- **What is needed**
Nothing but the lines from the start of the entries through the line containing "400 should be" should appear in the answer, each given exactly.

BEGIN Extracted entries

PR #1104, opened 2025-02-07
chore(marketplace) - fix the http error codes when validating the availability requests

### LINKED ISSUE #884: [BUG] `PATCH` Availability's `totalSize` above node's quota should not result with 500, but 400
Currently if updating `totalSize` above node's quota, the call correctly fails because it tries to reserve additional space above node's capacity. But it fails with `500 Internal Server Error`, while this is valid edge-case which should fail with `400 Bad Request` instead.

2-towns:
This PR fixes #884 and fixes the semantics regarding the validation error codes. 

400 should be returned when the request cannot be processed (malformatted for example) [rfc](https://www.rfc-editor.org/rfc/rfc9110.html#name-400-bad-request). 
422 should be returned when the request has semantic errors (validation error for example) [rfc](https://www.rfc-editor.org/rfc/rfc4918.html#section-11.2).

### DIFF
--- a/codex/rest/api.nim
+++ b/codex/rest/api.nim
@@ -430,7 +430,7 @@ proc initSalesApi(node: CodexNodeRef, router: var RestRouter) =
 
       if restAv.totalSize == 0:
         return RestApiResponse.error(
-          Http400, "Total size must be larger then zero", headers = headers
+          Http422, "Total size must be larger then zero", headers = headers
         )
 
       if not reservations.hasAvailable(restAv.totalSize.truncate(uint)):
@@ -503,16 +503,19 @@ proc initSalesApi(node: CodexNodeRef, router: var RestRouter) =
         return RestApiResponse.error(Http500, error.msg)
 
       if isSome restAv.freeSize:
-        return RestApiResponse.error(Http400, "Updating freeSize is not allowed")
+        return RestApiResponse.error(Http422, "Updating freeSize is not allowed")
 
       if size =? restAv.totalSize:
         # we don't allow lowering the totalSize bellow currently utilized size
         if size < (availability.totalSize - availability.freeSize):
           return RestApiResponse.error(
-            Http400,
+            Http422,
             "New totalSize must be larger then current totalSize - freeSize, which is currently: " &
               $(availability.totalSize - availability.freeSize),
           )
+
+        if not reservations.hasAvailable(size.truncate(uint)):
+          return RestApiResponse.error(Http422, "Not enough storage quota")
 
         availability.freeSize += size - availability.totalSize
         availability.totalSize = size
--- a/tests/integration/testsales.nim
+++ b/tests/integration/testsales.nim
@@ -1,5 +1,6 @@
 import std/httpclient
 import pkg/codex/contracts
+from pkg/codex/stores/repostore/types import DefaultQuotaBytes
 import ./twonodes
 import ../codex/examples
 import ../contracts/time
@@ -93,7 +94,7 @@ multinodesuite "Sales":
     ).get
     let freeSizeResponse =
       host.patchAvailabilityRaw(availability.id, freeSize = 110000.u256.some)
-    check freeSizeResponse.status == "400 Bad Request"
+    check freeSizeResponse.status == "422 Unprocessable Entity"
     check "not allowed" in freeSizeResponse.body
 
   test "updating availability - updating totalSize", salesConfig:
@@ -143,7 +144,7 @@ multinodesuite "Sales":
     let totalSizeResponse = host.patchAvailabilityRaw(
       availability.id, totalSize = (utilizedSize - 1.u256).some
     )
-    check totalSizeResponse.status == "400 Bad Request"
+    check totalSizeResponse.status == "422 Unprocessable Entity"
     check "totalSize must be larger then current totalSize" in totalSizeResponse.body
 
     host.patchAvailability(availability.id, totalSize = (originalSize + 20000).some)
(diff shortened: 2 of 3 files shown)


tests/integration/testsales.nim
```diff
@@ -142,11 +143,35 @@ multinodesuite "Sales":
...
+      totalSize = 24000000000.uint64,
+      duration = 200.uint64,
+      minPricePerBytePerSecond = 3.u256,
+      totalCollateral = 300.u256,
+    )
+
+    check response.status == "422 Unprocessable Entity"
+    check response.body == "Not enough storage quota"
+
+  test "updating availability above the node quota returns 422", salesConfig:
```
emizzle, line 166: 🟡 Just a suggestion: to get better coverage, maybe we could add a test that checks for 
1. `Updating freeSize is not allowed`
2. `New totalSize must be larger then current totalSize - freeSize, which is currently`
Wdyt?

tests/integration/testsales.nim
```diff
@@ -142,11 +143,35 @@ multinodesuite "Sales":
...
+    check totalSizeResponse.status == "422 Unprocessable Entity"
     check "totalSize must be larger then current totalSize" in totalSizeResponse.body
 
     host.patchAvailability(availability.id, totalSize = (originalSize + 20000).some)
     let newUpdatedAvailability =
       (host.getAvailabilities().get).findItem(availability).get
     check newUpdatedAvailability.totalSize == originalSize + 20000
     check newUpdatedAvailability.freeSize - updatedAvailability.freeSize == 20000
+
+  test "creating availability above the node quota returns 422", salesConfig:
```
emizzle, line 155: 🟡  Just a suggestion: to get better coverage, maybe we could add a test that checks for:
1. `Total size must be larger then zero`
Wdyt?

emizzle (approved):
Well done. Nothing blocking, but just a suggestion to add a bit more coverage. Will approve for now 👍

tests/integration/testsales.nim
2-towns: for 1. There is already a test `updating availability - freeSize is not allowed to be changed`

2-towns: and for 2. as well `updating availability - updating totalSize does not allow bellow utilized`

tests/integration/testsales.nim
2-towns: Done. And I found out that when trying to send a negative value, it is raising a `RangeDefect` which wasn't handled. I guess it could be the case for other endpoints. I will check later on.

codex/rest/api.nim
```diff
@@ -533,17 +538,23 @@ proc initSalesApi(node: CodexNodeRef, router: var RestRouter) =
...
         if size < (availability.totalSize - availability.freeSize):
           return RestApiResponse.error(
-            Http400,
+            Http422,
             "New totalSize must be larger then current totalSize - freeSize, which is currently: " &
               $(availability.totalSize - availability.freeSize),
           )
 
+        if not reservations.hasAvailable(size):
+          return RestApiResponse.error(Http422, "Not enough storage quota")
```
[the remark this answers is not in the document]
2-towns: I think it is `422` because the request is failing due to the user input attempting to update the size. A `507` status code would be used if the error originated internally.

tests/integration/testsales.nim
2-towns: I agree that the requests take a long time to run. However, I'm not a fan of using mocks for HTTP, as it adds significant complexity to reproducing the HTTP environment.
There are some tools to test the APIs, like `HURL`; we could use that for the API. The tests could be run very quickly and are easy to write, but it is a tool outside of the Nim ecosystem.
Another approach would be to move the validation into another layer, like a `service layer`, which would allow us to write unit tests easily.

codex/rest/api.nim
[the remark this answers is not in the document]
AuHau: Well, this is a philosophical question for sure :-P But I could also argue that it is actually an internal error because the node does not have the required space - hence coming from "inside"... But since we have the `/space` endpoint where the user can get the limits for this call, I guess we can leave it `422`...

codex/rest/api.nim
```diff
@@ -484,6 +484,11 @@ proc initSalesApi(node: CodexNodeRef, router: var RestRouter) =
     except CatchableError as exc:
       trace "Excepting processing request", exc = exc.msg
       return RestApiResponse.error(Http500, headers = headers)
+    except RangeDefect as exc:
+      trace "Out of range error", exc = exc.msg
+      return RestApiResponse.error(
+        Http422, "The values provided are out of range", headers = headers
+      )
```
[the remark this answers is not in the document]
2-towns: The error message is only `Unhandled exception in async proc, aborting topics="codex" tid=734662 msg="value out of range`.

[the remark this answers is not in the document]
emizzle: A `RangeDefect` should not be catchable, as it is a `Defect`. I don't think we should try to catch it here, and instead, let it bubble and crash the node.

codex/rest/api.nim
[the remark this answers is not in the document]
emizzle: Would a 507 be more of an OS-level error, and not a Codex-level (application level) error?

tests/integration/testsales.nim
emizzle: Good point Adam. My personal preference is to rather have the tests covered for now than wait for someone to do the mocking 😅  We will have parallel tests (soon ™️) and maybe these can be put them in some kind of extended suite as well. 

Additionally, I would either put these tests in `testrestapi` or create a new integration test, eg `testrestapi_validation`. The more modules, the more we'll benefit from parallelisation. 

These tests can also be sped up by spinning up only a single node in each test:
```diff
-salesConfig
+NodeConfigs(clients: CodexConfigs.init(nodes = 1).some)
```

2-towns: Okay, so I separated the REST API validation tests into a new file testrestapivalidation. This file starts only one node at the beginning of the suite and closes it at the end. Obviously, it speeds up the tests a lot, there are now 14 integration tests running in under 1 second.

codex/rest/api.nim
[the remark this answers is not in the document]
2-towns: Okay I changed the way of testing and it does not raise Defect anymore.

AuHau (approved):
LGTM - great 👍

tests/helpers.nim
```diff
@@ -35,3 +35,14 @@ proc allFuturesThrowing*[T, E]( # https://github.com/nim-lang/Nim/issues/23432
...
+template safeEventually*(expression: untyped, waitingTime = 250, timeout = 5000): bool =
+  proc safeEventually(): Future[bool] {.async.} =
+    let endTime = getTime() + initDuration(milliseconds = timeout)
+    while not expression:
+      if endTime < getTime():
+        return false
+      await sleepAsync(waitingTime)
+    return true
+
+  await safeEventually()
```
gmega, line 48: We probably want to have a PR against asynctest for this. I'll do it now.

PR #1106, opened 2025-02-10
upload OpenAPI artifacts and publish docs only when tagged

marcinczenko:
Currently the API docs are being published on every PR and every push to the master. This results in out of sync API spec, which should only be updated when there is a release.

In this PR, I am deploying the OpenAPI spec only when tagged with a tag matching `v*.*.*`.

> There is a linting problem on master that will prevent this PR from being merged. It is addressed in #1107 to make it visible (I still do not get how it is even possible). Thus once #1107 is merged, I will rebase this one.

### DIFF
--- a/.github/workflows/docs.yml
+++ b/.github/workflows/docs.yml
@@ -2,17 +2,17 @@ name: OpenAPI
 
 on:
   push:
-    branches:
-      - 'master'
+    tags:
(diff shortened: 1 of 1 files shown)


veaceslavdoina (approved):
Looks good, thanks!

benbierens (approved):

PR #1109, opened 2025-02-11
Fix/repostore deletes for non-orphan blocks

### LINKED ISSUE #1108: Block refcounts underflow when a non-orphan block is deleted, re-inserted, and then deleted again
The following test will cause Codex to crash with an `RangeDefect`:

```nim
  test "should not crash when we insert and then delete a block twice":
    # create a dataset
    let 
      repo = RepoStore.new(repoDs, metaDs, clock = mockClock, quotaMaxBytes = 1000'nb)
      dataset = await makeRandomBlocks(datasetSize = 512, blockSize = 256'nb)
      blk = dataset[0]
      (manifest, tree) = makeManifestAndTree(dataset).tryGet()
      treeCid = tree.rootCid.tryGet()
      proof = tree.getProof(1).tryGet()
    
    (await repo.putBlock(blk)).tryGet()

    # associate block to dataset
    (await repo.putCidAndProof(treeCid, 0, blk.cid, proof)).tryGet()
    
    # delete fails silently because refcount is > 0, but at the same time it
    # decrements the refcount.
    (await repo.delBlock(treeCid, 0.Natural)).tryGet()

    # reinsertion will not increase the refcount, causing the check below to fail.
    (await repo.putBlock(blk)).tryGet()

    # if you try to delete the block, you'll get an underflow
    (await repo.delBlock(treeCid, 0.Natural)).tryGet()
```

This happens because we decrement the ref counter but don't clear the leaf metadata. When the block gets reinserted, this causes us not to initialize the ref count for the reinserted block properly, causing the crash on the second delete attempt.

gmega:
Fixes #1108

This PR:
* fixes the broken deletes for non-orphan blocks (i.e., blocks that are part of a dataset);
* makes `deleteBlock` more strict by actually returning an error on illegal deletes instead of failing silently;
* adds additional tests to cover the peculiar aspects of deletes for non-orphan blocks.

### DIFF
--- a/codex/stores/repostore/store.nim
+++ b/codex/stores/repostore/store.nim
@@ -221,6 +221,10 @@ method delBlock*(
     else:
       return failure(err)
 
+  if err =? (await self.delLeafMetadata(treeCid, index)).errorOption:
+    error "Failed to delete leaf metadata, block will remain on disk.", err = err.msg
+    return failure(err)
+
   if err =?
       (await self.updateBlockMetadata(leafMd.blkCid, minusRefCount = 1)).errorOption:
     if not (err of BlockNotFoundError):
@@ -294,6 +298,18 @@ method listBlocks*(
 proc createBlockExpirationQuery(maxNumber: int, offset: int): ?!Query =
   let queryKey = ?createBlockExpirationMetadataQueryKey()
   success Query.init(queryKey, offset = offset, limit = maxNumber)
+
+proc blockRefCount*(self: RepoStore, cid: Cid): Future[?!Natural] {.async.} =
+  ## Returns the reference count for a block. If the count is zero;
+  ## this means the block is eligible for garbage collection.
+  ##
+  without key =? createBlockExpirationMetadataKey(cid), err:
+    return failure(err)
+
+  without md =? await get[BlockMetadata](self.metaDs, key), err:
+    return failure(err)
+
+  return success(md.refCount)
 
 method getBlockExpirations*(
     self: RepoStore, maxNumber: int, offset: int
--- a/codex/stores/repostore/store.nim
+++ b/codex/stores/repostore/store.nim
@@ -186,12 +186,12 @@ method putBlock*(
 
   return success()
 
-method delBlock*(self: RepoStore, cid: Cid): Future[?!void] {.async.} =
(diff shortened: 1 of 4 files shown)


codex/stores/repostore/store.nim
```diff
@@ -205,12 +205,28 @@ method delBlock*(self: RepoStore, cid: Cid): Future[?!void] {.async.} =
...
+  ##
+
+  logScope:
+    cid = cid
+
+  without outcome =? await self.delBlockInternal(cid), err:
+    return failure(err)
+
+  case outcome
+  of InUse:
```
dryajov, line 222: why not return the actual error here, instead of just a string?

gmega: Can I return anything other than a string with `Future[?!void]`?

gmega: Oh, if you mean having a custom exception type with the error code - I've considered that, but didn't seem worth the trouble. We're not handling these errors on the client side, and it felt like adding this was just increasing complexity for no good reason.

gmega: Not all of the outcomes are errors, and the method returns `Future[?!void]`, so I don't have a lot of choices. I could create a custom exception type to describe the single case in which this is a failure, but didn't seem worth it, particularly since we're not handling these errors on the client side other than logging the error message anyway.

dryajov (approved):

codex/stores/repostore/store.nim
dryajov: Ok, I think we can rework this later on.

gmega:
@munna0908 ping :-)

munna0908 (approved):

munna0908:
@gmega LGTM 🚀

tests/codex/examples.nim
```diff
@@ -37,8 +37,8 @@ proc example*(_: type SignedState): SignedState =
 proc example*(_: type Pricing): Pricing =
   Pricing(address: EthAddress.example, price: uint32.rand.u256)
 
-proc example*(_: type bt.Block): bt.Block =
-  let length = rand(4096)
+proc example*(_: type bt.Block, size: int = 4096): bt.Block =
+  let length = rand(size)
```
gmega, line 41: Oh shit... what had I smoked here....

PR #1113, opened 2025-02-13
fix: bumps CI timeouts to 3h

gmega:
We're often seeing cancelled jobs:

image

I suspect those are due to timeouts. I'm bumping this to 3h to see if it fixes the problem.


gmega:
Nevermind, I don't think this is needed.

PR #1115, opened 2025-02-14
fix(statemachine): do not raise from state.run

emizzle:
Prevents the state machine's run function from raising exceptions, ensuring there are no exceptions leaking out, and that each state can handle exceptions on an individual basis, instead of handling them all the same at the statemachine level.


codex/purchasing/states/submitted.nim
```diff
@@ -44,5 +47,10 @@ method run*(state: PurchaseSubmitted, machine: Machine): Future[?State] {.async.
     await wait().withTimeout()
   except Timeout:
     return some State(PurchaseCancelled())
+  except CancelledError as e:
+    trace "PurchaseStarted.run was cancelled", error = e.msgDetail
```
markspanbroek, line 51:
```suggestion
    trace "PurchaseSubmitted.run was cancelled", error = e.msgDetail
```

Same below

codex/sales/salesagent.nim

END Extracted entries

- **Result**
PR #1104, opened 2025-02-07
chore(marketplace) - fix the http error codes when validating the availability requests

### LINKED ISSUE #884: [BUG] `PATCH` Availability's `totalSize` above node's quota should not result with 500, but 400
Currently if updating `totalSize` above node's quota, the call correctly fails because it tries to reserve additional space above node's capacity. But it fails with `500 Internal Server Error`, while this is valid edge-case which should fail with `400 Bad Request` instead.

2-towns:
This PR fixes #884 and fixes the semantics regarding the validation error codes. 

400 should be returned when the request cannot be processed (malformatted for example) [rfc](https://www.rfc-editor.org/rfc/rfc9110.html#name-400-bad-request). 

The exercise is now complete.